Work required:
All lines in the entries below that hold "Cell" make up the answer.

Collected data:
•••••
PR #286, opened 2024-01-10
Add checkpoint deletion feature to SDXL

HaoyangLee:
The sdxl ckpt files are too large (~13GB each) to save in local server especially `args.save_ckpt_interval` is set to be a small value. We can keep the latest `args.max_num_ckpt` ckpt files and delete those old ones. Keep all ckpts when `args.max_num_ckpt` is 0.

### DIFF
--- a/examples/stable_diffusion_xl/gm/helpers.py
+++ b/examples/stable_diffusion_xl/gm/helpers.py
@@ -662,7 +662,7 @@ def delete_checkpoint(ckpt_queue, max_num_ckpt, only_save_lora):
     """
     Only keep the latest `max_num_ckpt` ckpts while training. If max_num_ckpt == 0, keep all ckpts.
     """
-    if max_num_ckpt > 0 and len(ckpt_queue) >= max_num_ckpt:
+    if max_num_ckpt is not None and len(ckpt_queue) >= max_num_ckpt:
         del_ckpt = ckpt_queue.pop(0)
         del_ckpt_lora = _build_lora_ckpt_path(del_ckpt)
         if only_save_lora:
--- a/examples/stable_diffusion_xl/gm/helpers.py
+++ b/examples/stable_diffusion_xl/gm/helpers.py
@@ -1,6 +1,5 @@
 import logging
 import os
-import stat
 from datetime import datetime
 from typing import List, Union
 
@@ -29,8 +28,6 @@ from PIL import Image
 import mindspore as ms
 from mindspore import Tensor, context, nn, ops
 from mindspore.communication.management import get_group_size, get_rank, init
-
-_logger = logging.getLogger(__name__)
 
 
 class BroadCast(nn.Cell):
@@ -676,16 +673,17 @@ def delete_checkpoint(ckpt_queue, max_num_ckpt, only_save_lora):
         for to_del in del_ckpts:
             if os.path.isfile(to_del):
                 try:
-                    os.chmod(to_del, stat.S_IWRITE)
                     os.remove(to_del)
-                    print(
-                        f"INFO: The ckpt file {to_del} is deleted, because the number of ckpt files exceeds the limit {max_num_ckpt}."
+                    logging.debug(
+                        f"The ckpt file {to_del} is deleted, because the number of ckpt files exceeds the limit {max_num_ckpt}."
                     )
                 except OSError as e:
-                    print(e)
-                    print(f"ERROR: Failed to delete the ckpt file {to_del}.")
+                    logging.error(e)
+                    logging.error(f"Failed to delete the ckpt file {to_del}.")
             else:
-                print(f"WARNING: The ckpt file {to_del} to be deleted does not exist.")
+                logging.debug(
+                    f"The ckpt file {to_del} to be deleted doesn't exist. If lora is not used for training, it's normal that lora ckpt doesn't exist."
+                )
 
 
 def get_interactive_image(image) -> Image.Image:
--- a/examples/stable_diffusion_xl/gm/helpers.py
+++ b/examples/stable_diffusion_xl/gm/helpers.py
@@ -1,5 +1,6 @@
 import logging
 import os
+import stat
 from datetime import datetime
 from typing import List, Union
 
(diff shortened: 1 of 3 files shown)


examples/stable_diffusion_xl/gm/helpers.py
```diff
@@ -644,16 +649,45 @@ def save_checkpoint(model, path, only_save_lora=False):
...
+            del_ckpts = [del_ckpt_lora]
+        else:
+            del_ckpts = [del_ckpt, del_ckpt_lora]
+
+        for to_del in del_ckpts:
+            if os.path.isfile(to_del):
+                try:
+                    os.chmod(to_del, stat.S_IWRITE)
+                    os.remove(to_del)
+                    print(
```
hadipash, line 681: Use a logger to print out messages. And this message could be a debug message as it's not important.

examples/stable_diffusion_xl/gm/helpers.py
```diff
@@ -644,16 +649,45 @@ def save_checkpoint(model, path, only_save_lora=False):
...
+        del_ckpt_lora = _build_lora_ckpt_path(del_ckpt)
+        if only_save_lora:
+            del_ckpts = [del_ckpt_lora]
+        else:
+            del_ckpts = [del_ckpt, del_ckpt_lora]
+
+        for to_del in del_ckpts:
+            if os.path.isfile(to_del):
+                try:
+                    os.chmod(to_del, stat.S_IWRITE)
```
hadipash, line 679: Is it necessary to change the mode of the checkpoint file? It was saved by the same script, so it should be writable by default.

hadipash (approved):

examples/stable_diffusion_xl/gm/helpers.py
HaoyangLee: Updated

examples/stable_diffusion_xl/gm/helpers.py
HaoyangLee: Updated

examples/stable_diffusion_xl/train.py
```diff
@@ -52,6 +52,12 @@ def get_parser_train():
     parser.add_argument("--save_path_with_time", type=ast.literal_eval, default=True)
     parser.add_argument("--log_interval", type=int, default=1, help="log interval")
     parser.add_argument("--save_ckpt_interval", type=int, default=1000, help="save ckpt interval")
+    parser.add_argument(
+        "--max_num_ckpt",
```
wtomin, line 56: It makes more sense to set the default value as `None`. If not specified, `None` means to keep all ckpts. If specified, it needs to be a positive integer, like this:
```
if args.max_num_ckpt is not None:
    assert args.max_num_ckpt > 0, "max_num_ckpt must be a positive integer!"
```

examples/stable_diffusion_xl/gm/helpers.py
```diff
@@ -644,16 +646,46 @@ def save_checkpoint(model, path, only_save_lora=False):
...
+        path_lora = _build_lora_ckpt_path(path)
         ms.save_checkpoint(ckpt_lora, path_lora)
         print(f"save lora checkpoint to {path_lora}")
 
 
+def delete_checkpoint(ckpt_queue, max_num_ckpt, only_save_lora):
+    """
+    Only keep the latest `max_num_ckpt` ckpts while training. If max_num_ckpt == 0, keep all ckpts.
+    """
+    if max_num_ckpt > 0 and len(ckpt_queue) >= max_num_ckpt:
```
wtomin, line 665: Then here can be changed to

wtomin (approved):

examples/stable_diffusion_xl/gm/helpers.py
HaoyangLee: Updated

examples/stable_diffusion_xl/train.py
HaoyangLee: Updated

examples/stable_diffusion_xl/gm/helpers.py
```diff
@@ -632,7 +630,11 @@ def perform_save_locally(save_path, samples):
         base_count += 1
 
 
-def save_checkpoint(model, path, only_save_lora=False):
+def _build_lora_ckpt_path(ckpt_path):
+    return ckpt_path[: -len(".ckpt")] + "_lora.ckpt"
```
zhtmike, line 634: hard to read, just to replace by `ckpt_path.replace(".ckpt", "_lora.ckpt"`)

examples/stable_diffusion_xl/gm/helpers.py
```diff
@@ -644,16 +646,46 @@ def save_checkpoint(model, path, only_save_lora=False):
...
+
+        for to_del in del_ckpts:
+            if os.path.isfile(to_del):
+                try:
+                    os.remove(to_del)
+                    logging.debug(
+                        f"The ckpt file {to_del} is deleted, because the number of ckpt files exceeds the limit {max_num_ckpt}."
+                    )
+                except OSError as e:
+                    logging.error(e)
```
zhtmike, line 681: in this case, use `logging.exception` will directly show the tracback

examples/stable_diffusion_xl/train.py
```diff
@@ -194,6 +200,7 @@ def train(args):
         raise ValueError("args.ms_mode value must in [0, 1]")
 
     # 5. Start Training
+    assert args.max_num_ckpt is None or args.max_num_ckpt > 0, "args.max_num_ckpt must be None or a positive integer!"
```
zhtmike, line 203: for best practise, using raise Exception is better than asset

HaoyangLee: Updated

examples/stable_diffusion_xl/gm/helpers.py
HaoyangLee: Updated

examples/stable_diffusion_xl/gm/helpers.py
HaoyangLee: Updated

zhtmike (approved):

PR #291, opened 2024-01-12
FlashAttention: fix compatibility

wtomin:
After the modifications, I have run `text_to_image.py` on both 910A(ms2.1) and 910B(ms2.2) with SDv1.5 and SDv2.0. All the experiments worked without errors, and the generated images are of good quality.

However, the experiments only related to `CrossAttention`. I haven't tested with `CrossFrameAttention`, because I'm not sure when `CrossFrameAttention` is applied.

**PS**: I just found that SDv1.5 does not use flash-attention by default. Therefore the experiments with SDv1.5 were not meaningful.

### DIFF
--- a/examples/stable_diffusion_v2/ldm/modules/attention.py
+++ b/examples/stable_diffusion_v2/ldm/modules/attention.py
@@ -16,16 +16,45 @@ import logging
 
 import numpy as np
 from ldm.util import is_old_ms_version
+from packaging import version
 
 import mindspore as ms
 from mindspore import nn, ops
 from mindspore.common.initializer import initializer
 
-try:
-    from mindspore.nn.layer.flash_attention import FlashAttention
 
-    FLASH_IS_AVAILABLE = True
-    print("flash attention is available.")
+def new_version():
+    return version.parse(ms.__version__) >= version.parse("2.2")
+
+
+try:
+    if new_version():
+        from mindspore.nn.layer.flash_attention import FlashAttention
+
+        FLASH_IS_AVAILABLE = True
+        print("flash attention is available.")
+    else:
+        from mindspore.ops._op_impl._custom_op.flash_attention.flash_attention_impl import get_flash_attention
+
+        # reference to https://arxiv.org/abs/2205.14135
+        class FlashAttention(nn.Cell):
+            def __init__(self):
+                super(FlashAttention, self).__init__()
+                self.flash_attention = get_flash_attention(tiling_stgy_name="sparse")
+
+            def construct(self, q, k, v, attention_mask=None, dropout_mask=None, alibi_mask=None):
+                # ALiBi, reference to https://arxiv.org/abs/2108.12409
+                _, h, Nq, d = q.shape
+                dim_mask = ops.ones((d,), dtype=ms.int8)
+                scale = d**-0.25
+                q = q * scale
+                k = k * scale
+                o, l, m = self.flash_attention(q, k, v, dim_mask, attention_mask, dropout_mask, alibi_mask)
+                return o  # (b, h, n, d)
+
+        FLASH_IS_AVAILABLE = True
+        print("flash attention is available.")
+
 except ImportError:
     FLASH_IS_AVAILABLE = False
     print("flash attention is unavailable.")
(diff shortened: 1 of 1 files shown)


zhtmike (approved):

SamitHuang:
Good.
The generated images by sd1.5+fa on 910b are also ok?

examples/stable_diffusion_v2/ldm/modules/attention.py
```diff
@@ -16,16 +16,45 @@
...
 from mindspore.common.initializer import initializer
 
+
+def new_version():
+    return version.parse(ms.__version__) >= version.parse("2.2")
+
+
 try:
-    from mindspore.nn.layer.flash_attention import FlashAttention
+    if new_version():
```
hadipash, line 31: A new MS version a year from now will be different from the new version today. It is better to hard-code the exact MS version inside the `if` branch as follows: 
```python
from mindone.utils.version_control import MSVersion

if MSVersion >= "2.2.0":
    ...
```

hadipash (approved):

wtomin:
> Good. The generated images by sd1.5+fa on 910b are also ok?

sdv1.5 does not use flashattention by default. Therefore my exps with sdv1.5 were just using vanilla attentions.

examples/stable_diffusion_v2/ldm/modules/attention.py
wtomin: I think inside the `new_version` function that I wrote, the exact version (2.2) has been hard-coded. It is equivalent to your solution, right?

hadipash: Yes, but not exactly. Say, for instance, if a new version 2.3 is released and it has some compatibility issues, then we would need to call the function `new_new_version` or `even_newer_version`. 😁 Hard-coding eliminates this problem and increases readability, as one can directly read the version limitation in the statement.

wtomin: I got your point and it makes sense to me. Updated.

wtomin: After I updated with [3e21d93](https://github.com/mindspore-lab/mindone/pull/291/commits/3e21d93810bd49e95e89419b8b2ae2bb5cc2740a), there is an error for ms2.1 on 910A:
```
RuntimeError: Unsupported func type for Custom operator on CPU, it should be 'hybrid', 'akg', 'pyfunc' or 'aot' or 'julia', but got [tbe] for Custom operator [Custom_flash_attention_b34108071e6ecfbd49a35ff8bb58abbeab1dfa62618a51f566f6c01f2260b47f]
```

I don't know the reason. If I undo [3e21d93](https://github.com/mindspore-lab/mindone/pull/291/commits/3e21d93810bd49e95e89419b8b2ae2bb5cc2740a), only keep [4a69ba3](https://github.com/mindspore-lab/mindone/pull/291/commits/4a69ba36b409ce1bc832b2223b145fd1efd88517), the following command is working fine:
`python text_to_image.py --prompt "a wolf in winter forest" -v "2.0"`

SamitHuang (approved):

examples/stable_diffusion_v2/ldm/modules/attention.py
wtomin: I figured out that the aforementioned error was caused by calling `MSVersion >= "2.2.0"` for multiple times. I will only keep [4a69ba3](https://github.com/mindspore-lab/mindone/pull/291/commits/4a69ba36b409ce1bc832b2223b145fd1efd88517) to avoid this error on 910A.

hadipash: Interestingly, `new_version` is called multiple times as well. I will check and fix `MSVersion` later,  then. Thanks!

wtomin: I found out the reason because if I edited it like this:
```
NEW_VERSION = MSVersion >= "2.2.0"

if NEW_VERSION:
...
```
Then the inference script went well without errors. I found it weird too.

wtomin:
Because I found a better solution to this problem, this PR is closed to avoid confusion.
•••••
Reply to the task:
 class BroadCast(nn.Cell):
+        class FlashAttention(nn.Cell):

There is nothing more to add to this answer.